Reproduce all records below exactly.

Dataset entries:
○ ○ ○ ○ ○ ○ ○

PR #251, opened 2026-07-25
fix(fastvideo): use UniRL canonical UniPC strategy

### LINKED ISSUE #248: [Bug] FastVideo rollouts do not verify the worker-used sigma schedule

leviking98z-rgb:
## Summary

Fix FastVideo rollout/replay drift by making UniRL own the deterministic UniPC solver state while keeping sigma construction in the existing `FlowMatchSchedulePolicy`.

The FastVideo adapter now:

- sends the already-shifted canonical sigma schedule to the worker verbatim, keeps `sigma * WAN21DiffusionStep.TIMESTEP_SCALE` as floating-point model timesteps, and verifies every worker-echoed schedule with the shared verifier;
- rejects a FastVideo scheduler scale that differs from WAN21's model-owned `1000` contract and rejects the legacy `DIFFUSIONRL_FASTVIDEO_DANCEGRPO_TIMESTEP_LONG` cast that would silently truncate model conditioning after schedule verification;
- routes configured exploration indices through FastVideo's existing Dance/Flow SDE helper and all remaining indices through `unirl.sde.UniPCStrategy`;
- resets UniPC multistep history across SDE jumps, slices deterministic placeholder log-prob columns before constructing `LatentSegment`, and fails closed for unsupported scheduler/config combinations.

This avoids the old integer-timestep loss (`833` versus `833.333...`) without moving model execution, SDE transition density, reward, or FlowGRPO into the scheduler layer. The UniPC implementation is reusable by other adapters, but this PR wires it only into FastVideo; trainside, SGLang, and vLLM-Omni continue to use Euler on deterministic non-SDE steps.

## Related Issue

Fixes #248.

## Test Plan

- The 16-case CPU regression suite passed before its PR-added files were removed, covering the golden trajectory, history reset, worker/runtime dispatch, external sigma handling, floating timestep enforcement, and WAN scale mismatch.
- Full changed-production-file hook suite passed, including YAML, Python AST, ruff check/format, private-key detection, and recipe target resolution.
- `python -m py_compile unirl/models/wan21/diffusion.py unirl/rollout/engine/fastvideo/_unipc.py` (passed)
- `git diff --check origin/main` (passed)
- Temporary CPU parity/reset harness before publication:
  - 120 configurations across solver orders 1/2/3, `bh1`/`bh2`, lower-order-final on/off, corrector-disable variants, and 1/2/3/5/14 steps;
  - 36 history-reset segments beginning at nonzero indices;
  - all outputs matched FastVideo `FlowUniPCMultistepScheduler` exactly (`max_abs_diff=0`).
  Both the focused regression files and the broader parity harness were removed after validation; the final PR diff contains no test files.
- Two end-to-end WAN2.1 FastVideo jobs on 1 x H20 using `Wan-AI/Wan2.1-T2V-1.3B-Diffusers`, `Zcchill/FastVideo@7fe1d7db9a0b8aebb46679e7924f597431f23665`, `datasets/pickscore/train.txt`, a deterministic lightweight reward, 2 samples, 4 denoising steps, 256 x 256 output, and one optimizer update:
  - replay old-logp mode: full rollout, replay, and update completed; `ratio=1.0000+/-0.0000`;
  - native old-logp mode with `rollout.config.native_logprob=true algorithm.old_logp_source=rollout`: full rollout, native old-logp consumption, replay, and update completed; `ratio=1.0000+/-0.0000`.
  The final guard-only commit does not alter this validated `num_train_timesteps=1000`, floating-timestep path.

## Compatibility / Risk

- No checkpoint, dataset, request/response, or segment format changes. `WAN21DiffusionStep.TIMESTEP_SCALE` is an additive public model contract for rollout adapters.
- FastVideo deterministic non-SDE steps intentionally change from its RL branch's hard-coded Euler fallback to the configured UniPC trajectory; generated samples can therefore change from the trainside recipe and from other rollout engines.
- The adapter requires `FASTVIDEO_WAN_SCHEDULER=unipc`, floating model timesteps, `num_train_timesteps=1000`, `prediction_type=flow_prediction`, `predict_x0=true`, `final_sigmas_type=zero`, and the supported FastVideo worker symbols. Unsupported or older forks fail closed instead of silently using a different trajectory.
- The runtime adapter depends on the pinned FastVideo integration surface. Dance and Flow are the supported SDE kernels for this path; other SDE types are rejected explicitly.

## Reviewer Notes

- This supersedes closed PR #249. That PR validated FastVideo's integer scheduler ticks but could not recover precision already lost by truncation. This PR removes that loss at its source while retaining the worker/model timestep-scale invariant.
- `UniPCStrategy` is engine-independent math, not a claim that all current rollout engines use UniPC. FastVideo still supplies its solver-order/type configuration; making that configuration and other engine adapters canonical is follow-up work.
- Duplicate-work check: searched open PRs and issues for `UniPC`, `FastVideo scheduler`, and related terms. No overlapping open change exists besides this PR; #248 is the tracked bug.
- `UniPCStrategy` is adapted under Apache-2.0 from FastVideo/Wan's `FlowUniPCMultistepScheduler`, itself based on Hugging Face Diffusers v0.31.0. SPDX, copyright, provenance, and modification notices are retained in the source.
- Focused CPU regressions and the larger 120-configuration parity harness were run for the canonical solver and FastVideo adapter, then kept out of the final PR diff.
- The complete nine-file diff against `origin/main` was reviewed, and no unrelated/generated artifacts are included.
- Suggested review order: `unirl/sde/unipc.py`, `unirl/rollout/engine/fastvideo/_unipc.py`, then the small model-contract and engine dispatch diffs.

## Checklist

- [x] I validated the implementation, docs, and configs; the final PR diff contains no test files and the prior regression results are documented above.


leviking98z-rgb:
Maintainer self-review at head `82c8721`: I reviewed the complete nine-file diff and cross-checked the runtime hooks against the pinned FastVideo integration (`7fe1d7d`). The canonical sigma/timestep contract, SDE-vs-UniPC dispatch, history reset, deterministic placeholder slicing, worker entrypoint patch, and fail-closed configuration guards are covered; I found no remaining code-level blocker. Verified: 16 targeted CPU tests passed, the changed-file pre-commit suite and py_compile passed, `git diff --check` is clean, and all current lint/body/title/CodeCC checks are green. Because this PR is authored by this account, GitHub still requires an independent approval.

haonan3 (approved):
LGTM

○ ○ ○ ○ ○ ○ ○

• [ANSWER SPACE]
PR #251, opened 2026-07-25
fix(fastvideo): use UniRL canonical UniPC strategy

### LINKED ISSUE #248: [Bug] FastVideo rollouts do not verify the worker-used sigma schedule

leviking98z-rgb:
## Summary

Fix FastVideo rollout/replay drift by making UniRL own the deterministic UniPC solver state while keeping sigma construction in the existing `FlowMatchSchedulePolicy`.

The FastVideo adapter now:

- sends the already-shifted canonical sigma schedule to the worker verbatim, keeps `sigma * WAN21DiffusionStep.TIMESTEP_SCALE` as floating-point model timesteps, and verifies every worker-echoed schedule with the shared verifier;
- rejects a FastVideo scheduler scale that differs from WAN21's model-owned `1000` contract and rejects the legacy `DIFFUSIONRL_FASTVIDEO_DANCEGRPO_TIMESTEP_LONG` cast that would silently truncate model conditioning after schedule verification;
- routes configured exploration indices through FastVideo's existing Dance/Flow SDE helper and all remaining indices through `unirl.sde.UniPCStrategy`;
- resets UniPC multistep history across SDE jumps, slices deterministic placeholder log-prob columns before constructing `LatentSegment`, and fails closed for unsupported scheduler/config combinations.

This avoids the old integer-timestep loss (`833` versus `833.333...`) without moving model execution, SDE transition density, reward, or FlowGRPO into the scheduler layer. The UniPC implementation is reusable by other adapters, but this PR wires it only into FastVideo; trainside, SGLang, and vLLM-Omni continue to use Euler on deterministic non-SDE steps.

## Related Issue

Fixes #248.

## Test Plan

- The 16-case CPU regression suite passed before its PR-added files were removed, covering the golden trajectory, history reset, worker/runtime dispatch, external sigma handling, floating timestep enforcement, and WAN scale mismatch.
- Full changed-production-file hook suite passed, including YAML, Python AST, ruff check/format, private-key detection, and recipe target resolution.
- `python -m py_compile unirl/models/wan21/diffusion.py unirl/rollout/engine/fastvideo/_unipc.py` (passed)
- `git diff --check origin/main` (passed)
- Temporary CPU parity/reset harness before publication:
  - 120 configurations across solver orders 1/2/3, `bh1`/`bh2`, lower-order-final on/off, corrector-disable variants, and 1/2/3/5/14 steps;
  - 36 history-reset segments beginning at nonzero indices;
  - all outputs matched FastVideo `FlowUniPCMultistepScheduler` exactly (`max_abs_diff=0`).
  Both the focused regression files and the broader parity harness were removed after validation; the final PR diff contains no test files.
- Two end-to-end WAN2.1 FastVideo jobs on 1 x H20 using `Wan-AI/Wan2.1-T2V-1.3B-Diffusers`, `Zcchill/FastVideo@7fe1d7db9a0b8aebb46679e7924f597431f23665`, `datasets/pickscore/train.txt`, a deterministic lightweight reward, 2 samples, 4 denoising steps, 256 x 256 output, and one optimizer update:
  - replay old-logp mode: full rollout, replay, and update completed; `ratio=1.0000+/-0.0000`;
  - native old-logp mode with `rollout.config.native_logprob=true algorithm.old_logp_source=rollout`: full rollout, native old-logp consumption, replay, and update completed; `ratio=1.0000+/-0.0000`.
  The final guard-only commit does not alter this validated `num_train_timesteps=1000`, floating-timestep path.

## Compatibility / Risk

- No checkpoint, dataset, request/response, or segment format changes. `WAN21DiffusionStep.TIMESTEP_SCALE` is an additive public model contract for rollout adapters.
- FastVideo deterministic non-SDE steps intentionally change from its RL branch's hard-coded Euler fallback to the configured UniPC trajectory; generated samples can therefore change from the trainside recipe and from other rollout engines.
- The adapter requires `FASTVIDEO_WAN_SCHEDULER=unipc`, floating model timesteps, `num_train_timesteps=1000`, `prediction_type=flow_prediction`, `predict_x0=true`, `final_sigmas_type=zero`, and the supported FastVideo worker symbols. Unsupported or older forks fail closed instead of silently using a different trajectory.
- The runtime adapter depends on the pinned FastVideo integration surface. Dance and Flow are the supported SDE kernels for this path; other SDE types are rejected explicitly.

## Reviewer Notes

- This supersedes closed PR #249. That PR validated FastVideo's integer scheduler ticks but could not recover precision already lost by truncation. This PR removes that loss at its source while retaining the worker/model timestep-scale invariant.
- `UniPCStrategy` is engine-independent math, not a claim that all current rollout engines use UniPC. FastVideo still supplies its solver-order/type configuration; making that configuration and other engine adapters canonical is follow-up work.
- Duplicate-work check: searched open PRs and issues for `UniPC`, `FastVideo scheduler`, and related terms. No overlapping open change exists besides this PR; #248 is the tracked bug.
- `UniPCStrategy` is adapted under Apache-2.0 from FastVideo/Wan's `FlowUniPCMultistepScheduler`, itself based on Hugging Face Diffusers v0.31.0. SPDX, copyright, provenance, and modification notices are retained in the source.
- Focused CPU regressions and the larger 120-configuration parity harness were run for the canonical solver and FastVideo adapter, then kept out of the final PR diff.
- The complete nine-file diff against `origin/main` was reviewed, and no unrelated/generated artifacts are included.
- Suggested review order: `unirl/sde/unipc.py`, `unirl/rollout/engine/fastvideo/_unipc.py`, then the small model-contract and engine dispatch diffs.

## Checklist

- [x] I validated the implementation, docs, and configs; the final PR diff contains no test files and the prior regression results are documented above.


leviking98z-rgb:
Maintainer self-review at head `82c8721`: I reviewed the complete nine-file diff and cross-checked the runtime hooks against the pinned FastVideo integration (`7fe1d7d`). The canonical sigma/timestep contract, SDE-vs-UniPC dispatch, history reset, deterministic placeholder slicing, worker entrypoint patch, and fail-closed configuration guards are covered; I found no remaining code-level blocker. Verified: 16 targeted CPU tests passed, the changed-file pre-commit suite and py_compile passed, `git diff --check` is clean, and all current lint/body/title/CodeCC checks are green. Because this PR is authored by this account, GitHub still requires an independent approval.

haonan3 (approved):
LGTM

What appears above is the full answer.